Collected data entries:
-- Opening Marker --
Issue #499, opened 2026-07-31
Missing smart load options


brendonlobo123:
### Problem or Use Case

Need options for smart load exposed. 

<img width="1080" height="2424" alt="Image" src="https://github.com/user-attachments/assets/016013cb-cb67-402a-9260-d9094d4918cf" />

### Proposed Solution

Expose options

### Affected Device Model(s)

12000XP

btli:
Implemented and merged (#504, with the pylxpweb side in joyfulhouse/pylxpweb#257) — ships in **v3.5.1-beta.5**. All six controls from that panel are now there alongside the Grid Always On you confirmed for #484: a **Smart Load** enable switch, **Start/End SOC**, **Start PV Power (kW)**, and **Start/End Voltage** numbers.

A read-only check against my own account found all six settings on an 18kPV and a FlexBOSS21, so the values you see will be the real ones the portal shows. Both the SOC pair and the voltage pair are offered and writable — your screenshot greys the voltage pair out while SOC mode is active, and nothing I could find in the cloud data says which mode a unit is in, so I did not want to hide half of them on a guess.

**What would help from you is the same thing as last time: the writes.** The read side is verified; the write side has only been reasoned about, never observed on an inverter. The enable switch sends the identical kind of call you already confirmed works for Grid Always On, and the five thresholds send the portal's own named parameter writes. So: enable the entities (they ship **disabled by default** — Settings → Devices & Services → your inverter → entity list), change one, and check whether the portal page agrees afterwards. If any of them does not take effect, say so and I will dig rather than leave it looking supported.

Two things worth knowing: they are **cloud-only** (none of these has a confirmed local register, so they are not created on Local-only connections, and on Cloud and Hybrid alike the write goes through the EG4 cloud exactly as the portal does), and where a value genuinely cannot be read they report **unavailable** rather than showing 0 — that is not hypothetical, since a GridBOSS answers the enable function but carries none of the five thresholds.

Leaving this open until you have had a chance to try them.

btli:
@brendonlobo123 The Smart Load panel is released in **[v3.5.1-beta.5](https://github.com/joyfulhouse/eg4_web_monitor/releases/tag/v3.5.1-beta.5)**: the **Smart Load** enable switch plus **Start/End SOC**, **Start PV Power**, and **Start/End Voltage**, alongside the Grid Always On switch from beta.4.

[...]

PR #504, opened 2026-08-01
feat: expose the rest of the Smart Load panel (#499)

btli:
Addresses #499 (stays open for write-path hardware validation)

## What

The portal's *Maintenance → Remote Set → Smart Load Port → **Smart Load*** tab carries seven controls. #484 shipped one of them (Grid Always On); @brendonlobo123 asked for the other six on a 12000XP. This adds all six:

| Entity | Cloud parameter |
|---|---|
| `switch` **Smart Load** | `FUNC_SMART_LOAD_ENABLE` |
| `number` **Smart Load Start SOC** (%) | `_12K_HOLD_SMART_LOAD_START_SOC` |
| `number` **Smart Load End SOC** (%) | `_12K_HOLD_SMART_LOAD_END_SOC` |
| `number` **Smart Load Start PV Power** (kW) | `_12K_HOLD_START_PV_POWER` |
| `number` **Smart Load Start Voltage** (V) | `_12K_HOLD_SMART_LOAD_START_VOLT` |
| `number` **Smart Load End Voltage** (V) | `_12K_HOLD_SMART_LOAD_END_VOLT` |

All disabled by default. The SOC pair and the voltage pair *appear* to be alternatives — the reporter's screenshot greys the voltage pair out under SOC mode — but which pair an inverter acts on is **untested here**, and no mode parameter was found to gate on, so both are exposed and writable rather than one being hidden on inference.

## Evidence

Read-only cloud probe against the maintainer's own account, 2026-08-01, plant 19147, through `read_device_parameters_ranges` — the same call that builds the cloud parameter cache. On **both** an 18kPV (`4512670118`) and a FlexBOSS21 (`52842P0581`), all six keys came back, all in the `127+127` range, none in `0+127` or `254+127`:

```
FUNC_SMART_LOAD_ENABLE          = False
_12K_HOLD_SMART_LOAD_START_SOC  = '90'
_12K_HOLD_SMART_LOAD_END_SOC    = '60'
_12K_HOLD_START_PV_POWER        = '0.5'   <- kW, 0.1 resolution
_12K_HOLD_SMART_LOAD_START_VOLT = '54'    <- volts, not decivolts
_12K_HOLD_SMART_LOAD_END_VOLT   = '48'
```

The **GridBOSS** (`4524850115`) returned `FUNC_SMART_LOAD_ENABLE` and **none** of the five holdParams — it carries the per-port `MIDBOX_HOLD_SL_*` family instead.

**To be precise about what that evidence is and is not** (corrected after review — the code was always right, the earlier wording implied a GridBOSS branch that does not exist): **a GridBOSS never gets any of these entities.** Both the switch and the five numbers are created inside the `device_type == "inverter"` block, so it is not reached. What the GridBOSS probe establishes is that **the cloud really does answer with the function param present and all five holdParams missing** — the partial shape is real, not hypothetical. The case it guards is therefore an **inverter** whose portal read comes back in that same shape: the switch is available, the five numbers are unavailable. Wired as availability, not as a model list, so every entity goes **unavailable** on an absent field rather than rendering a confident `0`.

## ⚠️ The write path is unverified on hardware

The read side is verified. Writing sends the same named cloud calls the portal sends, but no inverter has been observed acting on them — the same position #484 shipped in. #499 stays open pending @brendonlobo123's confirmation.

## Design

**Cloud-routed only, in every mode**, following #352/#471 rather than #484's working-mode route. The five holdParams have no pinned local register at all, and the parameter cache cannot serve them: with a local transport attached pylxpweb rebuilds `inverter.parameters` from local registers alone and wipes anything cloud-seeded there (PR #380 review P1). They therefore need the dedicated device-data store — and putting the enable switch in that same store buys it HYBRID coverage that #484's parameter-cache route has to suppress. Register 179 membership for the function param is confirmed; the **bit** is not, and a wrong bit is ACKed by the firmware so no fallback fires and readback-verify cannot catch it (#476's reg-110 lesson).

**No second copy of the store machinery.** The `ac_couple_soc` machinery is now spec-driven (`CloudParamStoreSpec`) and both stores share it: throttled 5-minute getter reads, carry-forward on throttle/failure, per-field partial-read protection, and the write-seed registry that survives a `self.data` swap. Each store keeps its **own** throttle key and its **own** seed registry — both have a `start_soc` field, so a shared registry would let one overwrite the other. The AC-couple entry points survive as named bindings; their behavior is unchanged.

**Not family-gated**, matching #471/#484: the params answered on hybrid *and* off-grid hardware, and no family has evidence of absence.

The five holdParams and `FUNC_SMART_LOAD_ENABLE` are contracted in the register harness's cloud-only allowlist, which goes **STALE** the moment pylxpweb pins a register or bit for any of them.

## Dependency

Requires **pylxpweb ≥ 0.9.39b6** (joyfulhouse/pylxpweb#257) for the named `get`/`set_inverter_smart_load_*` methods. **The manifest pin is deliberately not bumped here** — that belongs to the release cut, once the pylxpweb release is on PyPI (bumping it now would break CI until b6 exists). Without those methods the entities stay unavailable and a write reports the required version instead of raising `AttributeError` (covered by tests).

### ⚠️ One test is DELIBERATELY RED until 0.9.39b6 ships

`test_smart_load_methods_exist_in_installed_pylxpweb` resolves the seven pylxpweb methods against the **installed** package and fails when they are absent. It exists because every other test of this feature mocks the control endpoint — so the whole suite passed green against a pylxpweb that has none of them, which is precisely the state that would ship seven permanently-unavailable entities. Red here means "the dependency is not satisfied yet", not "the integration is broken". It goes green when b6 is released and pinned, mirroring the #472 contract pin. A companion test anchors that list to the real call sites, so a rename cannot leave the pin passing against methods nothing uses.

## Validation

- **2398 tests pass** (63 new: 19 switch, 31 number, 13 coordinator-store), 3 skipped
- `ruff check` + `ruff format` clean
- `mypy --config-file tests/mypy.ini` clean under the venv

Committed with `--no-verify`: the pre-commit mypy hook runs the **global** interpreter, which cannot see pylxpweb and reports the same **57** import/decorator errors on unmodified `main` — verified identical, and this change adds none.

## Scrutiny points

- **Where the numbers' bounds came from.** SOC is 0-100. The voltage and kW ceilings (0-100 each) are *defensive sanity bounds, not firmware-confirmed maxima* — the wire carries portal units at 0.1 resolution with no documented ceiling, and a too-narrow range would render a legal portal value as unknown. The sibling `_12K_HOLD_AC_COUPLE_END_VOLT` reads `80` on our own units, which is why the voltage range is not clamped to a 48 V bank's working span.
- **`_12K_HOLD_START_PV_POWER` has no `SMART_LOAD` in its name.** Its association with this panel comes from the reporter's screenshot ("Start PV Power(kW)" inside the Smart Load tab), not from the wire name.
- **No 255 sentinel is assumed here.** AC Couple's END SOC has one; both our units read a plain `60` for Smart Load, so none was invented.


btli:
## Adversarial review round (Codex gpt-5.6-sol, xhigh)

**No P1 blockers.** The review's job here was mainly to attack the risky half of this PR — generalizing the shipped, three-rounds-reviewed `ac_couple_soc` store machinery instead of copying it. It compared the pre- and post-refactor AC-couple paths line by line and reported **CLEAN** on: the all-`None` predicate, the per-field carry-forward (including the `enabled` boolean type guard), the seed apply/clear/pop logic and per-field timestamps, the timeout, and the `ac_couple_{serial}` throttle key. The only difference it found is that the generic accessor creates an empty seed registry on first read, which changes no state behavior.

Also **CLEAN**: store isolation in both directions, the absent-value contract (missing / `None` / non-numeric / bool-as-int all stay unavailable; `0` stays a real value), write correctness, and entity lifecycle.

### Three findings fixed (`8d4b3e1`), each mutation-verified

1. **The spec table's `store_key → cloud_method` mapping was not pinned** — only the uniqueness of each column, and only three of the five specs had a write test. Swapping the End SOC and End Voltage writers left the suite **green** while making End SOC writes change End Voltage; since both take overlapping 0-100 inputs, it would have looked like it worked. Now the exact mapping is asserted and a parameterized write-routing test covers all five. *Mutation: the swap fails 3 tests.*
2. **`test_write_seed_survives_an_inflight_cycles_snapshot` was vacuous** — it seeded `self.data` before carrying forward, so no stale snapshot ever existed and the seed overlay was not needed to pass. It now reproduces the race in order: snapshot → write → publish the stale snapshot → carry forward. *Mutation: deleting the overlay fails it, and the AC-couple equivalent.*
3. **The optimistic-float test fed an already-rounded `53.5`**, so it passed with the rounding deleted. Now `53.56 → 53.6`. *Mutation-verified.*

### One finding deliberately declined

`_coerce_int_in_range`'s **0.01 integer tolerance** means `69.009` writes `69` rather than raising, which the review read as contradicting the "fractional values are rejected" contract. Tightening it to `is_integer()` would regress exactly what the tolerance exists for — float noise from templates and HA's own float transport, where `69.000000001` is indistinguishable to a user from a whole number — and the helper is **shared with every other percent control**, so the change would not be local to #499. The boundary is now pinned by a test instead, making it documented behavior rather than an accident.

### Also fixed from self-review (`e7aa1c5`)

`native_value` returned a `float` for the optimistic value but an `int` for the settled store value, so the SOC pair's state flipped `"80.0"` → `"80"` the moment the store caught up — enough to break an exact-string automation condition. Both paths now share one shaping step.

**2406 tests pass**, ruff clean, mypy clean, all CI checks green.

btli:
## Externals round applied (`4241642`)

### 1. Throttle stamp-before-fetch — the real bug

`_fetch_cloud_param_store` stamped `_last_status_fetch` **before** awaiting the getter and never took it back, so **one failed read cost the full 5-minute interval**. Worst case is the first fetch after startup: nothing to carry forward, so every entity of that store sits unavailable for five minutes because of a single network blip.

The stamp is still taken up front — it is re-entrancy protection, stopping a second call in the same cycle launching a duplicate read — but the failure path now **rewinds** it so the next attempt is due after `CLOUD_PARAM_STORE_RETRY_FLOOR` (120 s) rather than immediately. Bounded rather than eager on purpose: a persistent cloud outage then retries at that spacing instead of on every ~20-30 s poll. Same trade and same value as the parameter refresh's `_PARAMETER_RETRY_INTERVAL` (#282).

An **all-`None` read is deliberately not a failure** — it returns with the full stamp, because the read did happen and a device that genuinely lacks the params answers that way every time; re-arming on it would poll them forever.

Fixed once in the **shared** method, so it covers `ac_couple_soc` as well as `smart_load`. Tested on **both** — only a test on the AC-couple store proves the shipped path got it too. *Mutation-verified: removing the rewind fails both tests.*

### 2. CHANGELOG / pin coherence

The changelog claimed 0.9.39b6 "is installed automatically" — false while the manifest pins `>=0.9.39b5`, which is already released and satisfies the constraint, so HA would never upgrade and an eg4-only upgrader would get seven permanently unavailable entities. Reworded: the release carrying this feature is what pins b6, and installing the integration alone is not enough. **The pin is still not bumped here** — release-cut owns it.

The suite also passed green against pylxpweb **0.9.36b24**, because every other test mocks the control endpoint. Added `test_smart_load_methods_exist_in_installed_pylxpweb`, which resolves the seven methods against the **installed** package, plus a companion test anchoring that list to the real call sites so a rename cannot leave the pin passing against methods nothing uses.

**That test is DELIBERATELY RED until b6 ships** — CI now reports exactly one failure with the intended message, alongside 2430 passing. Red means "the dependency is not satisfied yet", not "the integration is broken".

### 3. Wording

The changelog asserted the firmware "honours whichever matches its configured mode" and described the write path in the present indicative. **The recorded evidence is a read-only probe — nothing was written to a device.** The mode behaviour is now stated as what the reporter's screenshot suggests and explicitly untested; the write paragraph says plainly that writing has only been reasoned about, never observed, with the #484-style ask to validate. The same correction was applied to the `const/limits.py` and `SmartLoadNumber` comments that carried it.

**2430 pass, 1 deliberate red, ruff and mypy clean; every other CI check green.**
-- Closing Marker --
= Activity =
Send back the lines of the records word for word, from the very first through the line containing "A read-only check".

= Task answer =
Issue #499, opened 2026-07-31
Missing smart load options


brendonlobo123:
### Problem or Use Case

Need options for smart load exposed. 

<img width="1080" height="2424" alt="Image" src="https://github.com/user-attachments/assets/016013cb-cb67-402a-9260-d9094d4918cf" />

### Proposed Solution

Expose options

### Affected Device Model(s)

12000XP

btli:
Implemented and merged (#504, with the pylxpweb side in joyfulhouse/pylxpweb#257) — ships in **v3.5.1-beta.5**. All six controls from that panel are now there alongside the Grid Always On you confirmed for #484: a **Smart Load** enable switch, **Start/End SOC**, **Start PV Power (kW)**, and **Start/End Voltage** numbers.

A read-only check against my own account found all six settings on an 18kPV and a FlexBOSS21, so the values you see will be the real ones the portal shows. Both the SOC pair and the voltage pair are offered and writable — your screenshot greys the voltage pair out while SOC mode is active, and nothing I could find in the cloud data says which mode a unit is in, so I did not want to hide half of them on a guess.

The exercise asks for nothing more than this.